2. The detection method according to claim 1, wherein the modifying substance includes at least one of biotin and a biotin derivative.

3. The detection method according to claim 2, wherein the modifying substance further includes at least one of avidin and an avidin derivative, and at least one of the avidin and the avidin derivative is bound to at least one of the biotin and the biotin derivative.

4. The detection method according to claim 3, wherein the avidin derivative is at least one selected from the group consisting of streptavidin, modified streptavidin, and deglycosylated avidin.

5. The detection method according to claim 1, wherein the modifying substance further includes a spacer, and at least one of the biotin and the biotin derivative is bound to the binding substance via the spacer.

6. The detection method according to claim 1, wherein the target substance is an antigen and the binding substance is an antibody, or the target substance is an antibody and the binding substance is an antigen.

7. The detection method according to claim 1, wherein in the (A), the binding substance to which the modifying substances bind is in a dry condition before being brought into contact with the sample.

8. The detection method according to claim 1, wherein the sample is an undiluted sample.

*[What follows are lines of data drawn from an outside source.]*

PR #1790, opened 2015-04-02
magit-blame-mode: shadow view-mode bindings

### LINKED ISSUE #1780: [next][patch(es)] With view-read-only = t, magit-blame-mode fights for view-mode over keybindings
With `view-read-only` = `t`, the `view-mode` keybindings can shadow `magit-blame-mode`'s, for example, `q` is bound to `View-quit` (which leaves the buffer still in `magit-blame-mode`, and buries it) instead of `magit-blame-quit`.

I thought of 2 possible solutions:

- Set `view-read-only` buffer locally to `nil` (could be a problem if the user has setup their own buffer-local settings (or am I over thinking this?)) https://github.com/magit/magit/compare/magit:next...npostavs:blame-no-view?expand=1

- Make sure `magit-blame-mode` precedes `view-mode` in `minor-mode-map-alist` so `magit-blame-mode` shadows `view-mode` rather than the other way around. Seems less problematic, though having to manipulate `minor-mode-map-alist` feels a bit silly. https://github.com/magit/magit/compare/magit:next...npostavs:blame-over-view?expand=1

npostavs:
```
If view-read-only is set to `t', magit-blame-mode will turn it on when
it calls read-only-mode. To stop view-mode from shadowing
magit-blame-mode's keybindings, ensure that magit-blame-mode's entry in
minor-mode-map-alist precedes view-mode's.
```

fix #1780.

### DIFF
--- a/magit-blame.el
+++ b/magit-blame.el
@@ -115,6 +115,16 @@ and then turned on again when turning on the latter."
     map)
   "Keymap for `magit-blame-mode'.")
 
+(defun magit-blame-put-keymap-before-view-mode ()
+  "Put `magit-blame-mode' ahead of `view-mode' in `minor-mode-map-alist'."
+  (--when-let (assq 'magit-blame-mode
+                    (cl-member 'view-mode minor-mode-map-alist :key #'car))
+    (setq minor-mode-map-alist
+          (cons it (delq it minor-mode-map-alist))))
+  (remove-hook 'view-mode-hook #'magit-blame-put-keymap-before-view-mode))
+
+(add-hook 'view-mode-hook #'magit-blame-put-keymap-before-view-mode)
+
 (defvar-local magit-blame-buffer-read-only nil)
 (defvar-local magit-blame-cache nil)
 (defvar-local magit-blame-disabled-modes nil)


tarsius:
Don't you agree that this is more readable?

```lisp
(defun magit-blame-put-keymap-before-view-mode ()
 "Put `magit-blame-mode' ahead of `view-mode' in `minor-mode-map-alist'."
 (--when-let (assq 'magit-blame-mode
                   (cl-member 'view-mode minor-mode-map-alist :key #'car))
   (setq minor-mode-map-alist
         (cons it (delq it minor-mode-map-alist))))
 (remove-hook 'view-mode-hook #'magit-blame-put-keymap-before-view-mode))
```

npostavs:
Yeah, I suppose I'm not in the habit of using the anaphoric macros. 

I think the explicit names in the `let*` version help understand what's going on, but maybe not enough to outweigh the verbosity in this case.

tarsius:
> Yeah, I suppose I'm not in the habit of using the anaphoric macros.

It's not so much about `--when-let` as about not using variables that are only used once. The most explicit variant would have been `(-when-let (misplaced-blame-entry ...) ...)` (or `(let ((misplaced-blame-entry)) (when misplaced-blame-entry ...)`.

9. The detection method according to claim 1, wherein the sample is blood.

10. The detection method according to claim 1, wherein the target substance is C-reactive protein.

11. The detection method according to claim 1, wherein in the (B), the aggregate is detected by detection of at least one of scattered light and transmitted light.

12. A detection reagent used for a detection method of a target substance according to claim 1, comprising:

a binding substance that binds to the target substance, wherein

the binding substance is a binding substance to which modifying substances having the maximum diameter of about 50 nm or less bind.

13. The detection reagent according to claim 12, wherein the modifying substance includes at least one of biotin and a biotin derivative.

14. The detection reagent according to claim 13, wherein the modifying substance further includes at least one of avidin and an avidin derivative, and at least one of the avidin and the avidin derivative binds to at least one of the biotin and the biotin derivative.

15. The detection reagent according to claim 12, wherein the target substance is an antigen and the binding substance is an antibody, or the target substance is an antibody and the binding substance is an antigen.

16. A detection tool used for a detection method of a target substance according to claim 1, comprising:

a main body and a detection reagent comprising:

a binding substance that binds to the target substance, wherein the binding substance is a binding substance to which modifying substances having the maximum diameter of about 50 nm or less bind,

wherein the detection reagent is placed in the main body.

17. The detection tool according to claim 16, wherein the detection tool is a detection tool for detecting at least one of scattered light and transmitted light, and a cell length is about 10 to 1000 μm.

18. The detection tool according to claim 16, wherein the detection tool is a micro TAS.